━━━ Available records

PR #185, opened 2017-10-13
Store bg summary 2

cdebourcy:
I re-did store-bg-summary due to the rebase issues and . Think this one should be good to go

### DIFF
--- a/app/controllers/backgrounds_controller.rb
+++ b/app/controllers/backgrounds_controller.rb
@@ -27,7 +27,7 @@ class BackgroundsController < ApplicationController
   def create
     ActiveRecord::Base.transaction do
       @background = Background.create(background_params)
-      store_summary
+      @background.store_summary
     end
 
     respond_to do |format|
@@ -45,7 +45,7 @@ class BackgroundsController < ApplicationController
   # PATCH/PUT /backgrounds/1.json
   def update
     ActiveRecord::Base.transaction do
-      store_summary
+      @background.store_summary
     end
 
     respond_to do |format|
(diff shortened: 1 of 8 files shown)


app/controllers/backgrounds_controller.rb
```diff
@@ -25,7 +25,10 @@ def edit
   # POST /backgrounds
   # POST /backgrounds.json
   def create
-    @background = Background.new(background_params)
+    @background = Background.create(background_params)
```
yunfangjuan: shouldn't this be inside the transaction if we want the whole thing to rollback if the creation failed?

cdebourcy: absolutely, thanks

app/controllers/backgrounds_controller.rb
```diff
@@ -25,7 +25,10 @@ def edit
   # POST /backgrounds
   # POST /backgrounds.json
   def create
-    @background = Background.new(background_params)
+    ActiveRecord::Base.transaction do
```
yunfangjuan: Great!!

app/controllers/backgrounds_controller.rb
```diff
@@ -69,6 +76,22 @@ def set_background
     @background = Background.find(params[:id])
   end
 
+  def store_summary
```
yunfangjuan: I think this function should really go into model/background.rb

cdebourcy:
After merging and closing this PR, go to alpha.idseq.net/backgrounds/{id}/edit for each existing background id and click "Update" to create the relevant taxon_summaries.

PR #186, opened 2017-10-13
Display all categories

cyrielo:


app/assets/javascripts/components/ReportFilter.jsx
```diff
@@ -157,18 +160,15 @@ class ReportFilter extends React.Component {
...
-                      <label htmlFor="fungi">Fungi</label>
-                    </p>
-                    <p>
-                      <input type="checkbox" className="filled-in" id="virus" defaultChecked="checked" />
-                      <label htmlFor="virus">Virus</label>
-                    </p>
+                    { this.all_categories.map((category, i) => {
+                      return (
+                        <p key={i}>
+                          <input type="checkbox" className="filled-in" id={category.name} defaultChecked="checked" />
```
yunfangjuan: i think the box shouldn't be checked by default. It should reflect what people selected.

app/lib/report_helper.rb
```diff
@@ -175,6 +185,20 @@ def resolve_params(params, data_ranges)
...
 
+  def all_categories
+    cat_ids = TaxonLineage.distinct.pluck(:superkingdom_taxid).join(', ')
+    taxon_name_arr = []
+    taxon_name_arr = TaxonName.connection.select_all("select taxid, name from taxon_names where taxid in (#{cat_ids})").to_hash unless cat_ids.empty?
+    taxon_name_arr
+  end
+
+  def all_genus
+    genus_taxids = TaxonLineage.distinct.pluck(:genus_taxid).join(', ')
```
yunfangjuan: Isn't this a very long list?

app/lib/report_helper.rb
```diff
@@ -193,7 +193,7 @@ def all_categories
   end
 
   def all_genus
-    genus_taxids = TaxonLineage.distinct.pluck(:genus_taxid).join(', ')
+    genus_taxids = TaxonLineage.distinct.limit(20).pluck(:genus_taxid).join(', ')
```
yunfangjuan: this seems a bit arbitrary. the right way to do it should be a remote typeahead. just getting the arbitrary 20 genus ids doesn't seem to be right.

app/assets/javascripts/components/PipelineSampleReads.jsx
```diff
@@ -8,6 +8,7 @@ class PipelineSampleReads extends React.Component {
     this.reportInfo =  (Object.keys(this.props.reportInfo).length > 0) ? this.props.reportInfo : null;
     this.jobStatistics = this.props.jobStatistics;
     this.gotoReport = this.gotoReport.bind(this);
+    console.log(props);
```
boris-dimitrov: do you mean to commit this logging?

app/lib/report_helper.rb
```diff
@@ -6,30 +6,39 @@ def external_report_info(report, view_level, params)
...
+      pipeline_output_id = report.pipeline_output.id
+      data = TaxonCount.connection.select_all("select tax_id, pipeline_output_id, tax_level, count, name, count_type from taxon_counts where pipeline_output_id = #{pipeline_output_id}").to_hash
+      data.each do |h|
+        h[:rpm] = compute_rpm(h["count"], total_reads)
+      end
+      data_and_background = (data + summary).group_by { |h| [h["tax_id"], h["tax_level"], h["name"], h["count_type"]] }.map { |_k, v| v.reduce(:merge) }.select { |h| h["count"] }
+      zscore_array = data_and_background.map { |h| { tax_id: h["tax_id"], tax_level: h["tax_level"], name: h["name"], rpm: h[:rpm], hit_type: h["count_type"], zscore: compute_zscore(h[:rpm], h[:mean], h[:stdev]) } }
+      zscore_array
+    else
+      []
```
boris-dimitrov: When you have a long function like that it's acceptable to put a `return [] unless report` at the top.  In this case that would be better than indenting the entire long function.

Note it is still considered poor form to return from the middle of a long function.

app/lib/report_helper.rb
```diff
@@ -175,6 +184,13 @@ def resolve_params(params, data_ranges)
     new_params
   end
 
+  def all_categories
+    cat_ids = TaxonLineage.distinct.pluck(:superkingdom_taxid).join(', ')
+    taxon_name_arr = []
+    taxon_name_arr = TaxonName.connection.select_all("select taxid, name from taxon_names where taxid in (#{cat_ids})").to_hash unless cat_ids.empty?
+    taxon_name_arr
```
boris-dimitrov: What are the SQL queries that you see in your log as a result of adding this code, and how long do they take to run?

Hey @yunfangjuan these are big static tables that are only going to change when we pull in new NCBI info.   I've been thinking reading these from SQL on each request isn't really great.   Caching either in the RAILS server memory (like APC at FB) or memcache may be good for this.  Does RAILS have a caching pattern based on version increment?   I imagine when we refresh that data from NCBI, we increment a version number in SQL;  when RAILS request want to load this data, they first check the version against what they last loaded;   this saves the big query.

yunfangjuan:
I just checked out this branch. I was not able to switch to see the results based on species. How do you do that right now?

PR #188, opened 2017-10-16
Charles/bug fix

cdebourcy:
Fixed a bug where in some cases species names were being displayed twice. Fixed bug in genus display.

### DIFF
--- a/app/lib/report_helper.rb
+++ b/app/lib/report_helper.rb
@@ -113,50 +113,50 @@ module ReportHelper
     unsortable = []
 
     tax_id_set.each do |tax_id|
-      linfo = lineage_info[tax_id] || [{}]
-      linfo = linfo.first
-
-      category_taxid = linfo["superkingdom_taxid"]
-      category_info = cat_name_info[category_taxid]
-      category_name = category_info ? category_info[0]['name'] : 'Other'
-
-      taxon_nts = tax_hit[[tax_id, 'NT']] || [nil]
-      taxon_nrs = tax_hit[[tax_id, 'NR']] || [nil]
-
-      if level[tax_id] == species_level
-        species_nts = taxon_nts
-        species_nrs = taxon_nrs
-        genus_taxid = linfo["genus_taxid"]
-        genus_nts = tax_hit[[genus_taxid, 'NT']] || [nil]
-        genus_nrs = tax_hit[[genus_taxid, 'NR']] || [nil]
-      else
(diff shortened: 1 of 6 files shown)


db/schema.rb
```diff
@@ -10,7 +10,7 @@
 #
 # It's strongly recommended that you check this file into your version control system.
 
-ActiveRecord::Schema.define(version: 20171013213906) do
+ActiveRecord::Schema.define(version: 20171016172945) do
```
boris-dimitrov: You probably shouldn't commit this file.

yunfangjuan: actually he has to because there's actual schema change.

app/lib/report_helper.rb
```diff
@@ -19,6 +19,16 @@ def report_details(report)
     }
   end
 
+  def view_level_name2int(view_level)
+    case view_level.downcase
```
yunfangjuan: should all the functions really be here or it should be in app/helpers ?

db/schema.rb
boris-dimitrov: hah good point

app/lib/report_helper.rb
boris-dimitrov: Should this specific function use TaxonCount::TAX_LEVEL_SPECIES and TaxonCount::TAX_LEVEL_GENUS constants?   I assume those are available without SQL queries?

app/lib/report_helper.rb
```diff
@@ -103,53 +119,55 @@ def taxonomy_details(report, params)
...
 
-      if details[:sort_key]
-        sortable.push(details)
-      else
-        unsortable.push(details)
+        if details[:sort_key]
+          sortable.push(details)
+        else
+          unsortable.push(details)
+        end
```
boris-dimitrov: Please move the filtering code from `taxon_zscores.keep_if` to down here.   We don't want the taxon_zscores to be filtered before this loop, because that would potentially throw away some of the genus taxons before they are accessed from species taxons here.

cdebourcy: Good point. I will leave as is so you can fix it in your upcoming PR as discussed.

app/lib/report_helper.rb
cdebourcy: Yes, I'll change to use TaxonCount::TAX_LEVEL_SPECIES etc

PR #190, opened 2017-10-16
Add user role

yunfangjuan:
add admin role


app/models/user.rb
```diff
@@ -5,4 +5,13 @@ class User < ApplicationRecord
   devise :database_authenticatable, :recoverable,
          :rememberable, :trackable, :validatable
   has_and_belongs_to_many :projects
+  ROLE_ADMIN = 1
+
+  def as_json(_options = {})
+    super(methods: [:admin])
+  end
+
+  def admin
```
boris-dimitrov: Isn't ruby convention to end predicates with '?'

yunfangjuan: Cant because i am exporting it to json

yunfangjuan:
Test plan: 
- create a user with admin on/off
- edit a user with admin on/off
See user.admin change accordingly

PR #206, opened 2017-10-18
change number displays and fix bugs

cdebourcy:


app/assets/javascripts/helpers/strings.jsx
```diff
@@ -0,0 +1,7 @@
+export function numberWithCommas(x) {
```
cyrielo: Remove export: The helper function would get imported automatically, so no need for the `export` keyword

━━━━━━

** Directions for this task **
Only one number is wanted: the number of lines in the listing that contain the string "queries".

** Written response **
2